The structure of the narrative is unique, framed by the present discovery of the plastic wrapped, grinning bodies. Lucas goes down memory lane, launching readers into an investigation known to have veered into the wrong direction and then stagnated. This knowledge allows readers to focus on the process, trying to go through the steps with the investigators, second-guessing, watching the progression and attempting to pinpoint the errors, the moment where everything went wrong. It’s not the traditional who-dunnit, crime mystery approach and in this it’s a refreshing analytical exercise.
After journeying through the past, the novel comes back full circle to the present with the investigation reigniting buried details in the search for a perverted killer.
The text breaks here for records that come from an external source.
Issue #248, opened 2021-02-26
check memory layout for numpy arrays


Andrey1994:
Signal processing API requires row major layout, after transpose memory layout can be changed and it will not work. We can not easily fix it, but we can throw an exception and notify user.

https://blog.paperspace.com/numpy-optimization-internals-strides-reshape-transpose/
https://numpy.org/doc/stable/reference/generated/numpy.ndarray.flags.html

PR #253, opened 2021-03-03
add check for expected memory layout in numpy

Andrey1994:

https://github.com/brainflow-dev/brainflow/issues/248


python-package/brainflow/utils.py
```diff
@@ -5,8 +5,6 @@
 
 
 def check_memory_layout_row_major(data):
-    if not data:
```
xloem: i notice you removed this to fix ci.  another approach might be something like `if data is None or len(data) == 0:`.  i'm not as familiar with python as c++ to know what is normal.

tests/python/hardware_test.py
```diff
@@ -1,174 +0,0 @@
-import argparse
```
xloem, line 1: did you mean to delete this file?  it's not mentioned in your change summaries.

python-package/brainflow/data_filter.py
```diff
@@ -383,6 +384,7 @@ def perform_lowpass(cls, data: NDArray[Float64], sampling_rate: int, cutoff: flo
         :param ripple: ripple value for Chebyshev filter
         :type ripple: float
         """
+        check_memory_layout_row_major(data)
```
xloem, line 387: note that this is the same conceptual kind of check as https://github.com/brainflow-dev/brainflow/pull/253/files#diff-d5c3bcf84e585e262092315dad35c121847283e2084c58a0281297dde4cfcbf0R392 and applies to all the same places, so the code could be merged

tests/python/hardware_test.py
Andrey1994: yep, its intentional

python-package/brainflow/utils.py
```diff
@@ -0,0 +1,10 @@
+import numpy as np
+
+from brainflow.board_shim import BrainFlowError
+from brainflow.exit_codes import BrainflowExitCodes
+
+
+def check_memory_layout_row_major(data):
+    if not data.flags['C_CONTIGUOUS']:
+        raise BrainFlowError('wrong memory layout, should be row major, make sure you didnt tranpose array',
+                             BrainflowExitCodes.INVALID_ARGUMENTS_ERROR.value)
```
xloem, line 10: so personally I would combine them something like:
```
def check_memory_layout_row_major(data, ndim):
    if not data.flags['C_CONTIGUOUS']:
        raise BrainFlowError('wrong memory layout, should be row major, make sure you didn't transpose array',
                             BrainflowExitCodes.INVALID_ARGUMENTS_ERROR.value)
    if len(data.shape) != ndim:
        raise BrainFlowError('wrong shape for data, should be {}d array'.format(ndim),
                                 BrainflowExitCodes.INVALID_ARGUMENTS_ERROR.value)
```

xloem (approved):
It's always great to add more checks, assuming deleting that file is correct.

I have a couple medical appointments today and may not address other queued things for a bit.

PR #261, opened 2021-03-13
Julia package: make sure that the license file is in the same directory as the Project.toml file

DilumAluthge:
cc: @Andrey1994


Andrey1994:
thanks!

PR #271, opened 2021-04-16
Revert "refactor cyton status check, add log message"

Andrey1994:
Reverts brainflow-dev/brainflow#269

In code #269 looks much better but it works worse, revert


Andrey1994:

Interspersed among the investigatory chapters, the killer’s dialogue is provided including current shenanigans and awareness of the renewed police interest in the missing girls. This adds some spice to the narrative and additional clues, prompting readers to guess along with Lucas, to put together both past and present data to finally discover the true horror of the girls’ murders.
The structuring of the narrative itself heightens the mystery. However, it is difficult to get involved from a character perspective. Lucas, despite his stated guilt, is hardly an empathetic personality. Cold and methodical, his interactions with others, from his lusterless affair with a married woman (a seemingly pointless detail in the framework of the story) to his interviewing of subjects feels so removed – what you would typically expect from a cop story. Lucas is hardboiled, a womanizer, a man with connections, a puzzle solving machine, but nothing exceptionally relatable. While we don’t expect him to gush emotions, we want to see them somewhere in the story. However, despite the murders and the disappearance of innocent, underage girls, the story remains an intriguing puzzle, but nothing more. The deaths merely serve the plot, adding complication to a string of entwined motives by never pulling readers’ heart strings.
As the renewed investigation elicits a new string of suspicious disappearances and potential murders the conclusion hurtles forward into betrayal and unearthed secrets. My fiancé was entirely entranced with the Prey series, digging through my mystery box until he unearthed another John Sanford novel, which he immediately popped into the car CD player. For me, I was involved in Buried Prey, enjoying the hardcore sleuthing. However, although it was an addicting read the lack of emotional involvement from Lucas left the entire story a little too “tough-cop” for me. The Prey series is not one I would object to reading, yet also not one that, on my own, I would necessarily gravitate too.
*A Note on Edition: My fiancé and I listened to the unabridged recording of this novel as read by Richard Ferrone. Ferrone has a deep, gravelly voice and an even pace that accentuates the action within the narrative while remaining true to the atmosphere and depiction of Lucas. The narrator and his style were a perfect match to the story and brought the storyline into vivid relief.